TASK OBJECTIVE
Among the records below, which lines contain the string "behavior"? Report them.

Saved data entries
Issue #458, opened 2020-07-23
Inconsistent behavior when using values_metadata query


allanbolipata:
When I query by `C-VX4AA7`, I get the following sample names

```
GET /v0/fs/files/?metadata=patientId:C-VX4AA7&values_metadata=sampleName
HTTP 200 OK
Allow: GET, POST, HEAD, OPTIONS
Content-Type: application/json
Vary: Accept

{
    "next": null,
    "previous": null,
    "count": 4,
    "last": 1,
    "results": [
        "C-VX4AA7-M001-d",
        "C-VX4AA7-M002-d",
        "C-VX4AA7-N001-d",
        "SK_MEL_1023A_CL_P14-09483C"
    ]
```

... and I get the following sample classes

```
GET /v0/fs/files/?metadata=patientId:C-VX4AA7&values_metadata=sampleClass
HTTP 200 OK
Allow: GET, POST, HEAD, OPTIONS
Content-Type: application/json
Vary: Accept

{
    "next": null,
    "previous": null,
    "count": 2,
    "last": 1,
    "results": [
        "Metastasis",
        "Normal"
    ]
```

But when I ask to return both sample name and sample class, I get

```
GET /v0/fs/files/?metadata=patientId:C-VX4AA7&values_metadata=sampleName,sampleClass
HTTP 200 OK
Allow: GET, POST, HEAD, OPTIONS
Content-Type: application/json
Vary: Accept

{
    "next": null,
    "previous": null,
    "count": 4,
    "last": 1,
    "results": [
        [
            "SK_MEL_1023A_CL_P14-09483C",
            "Metastasis"
        ],
        [
            "SK_MEL_1023A_CL_P14-09483C",
            "Metastasis"
        ],
        [
            "C-VX4AA7-M001-d",
            "Metastasis"
        ],
        [
            "C-VX4AA7-M001-d",
            "Metastasis"
        ]
    ]
}
```

I lose a reference to the normal and also and one of the tumor samples. Is this expected behavior?

PR #479, opened 2020-08-12
Fix/distinct query

nikhil:
Resolves: #458


file_system/repository/file_repository.py
```diff
@@ -86,6 +86,6 @@ def filter(cls, queryset=None, path=None, path_in=[], path_regex=None, file_type
         if values_metadata_list:
             values_metadata_query_list = ['metadata__%s' % single_metadata for single_metadata in values_metadata_list ]
```
sivkovic, line 87: Maybe we can add order_by query parameter as a future improvement so we can have the option to choose how to order elements. But for now this is good!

OUTPUT OF THE TASK
Inconsistent behavior when using values_metadata query
I lose a reference to the normal and also and one of the tumor samples. Is this expected behavior?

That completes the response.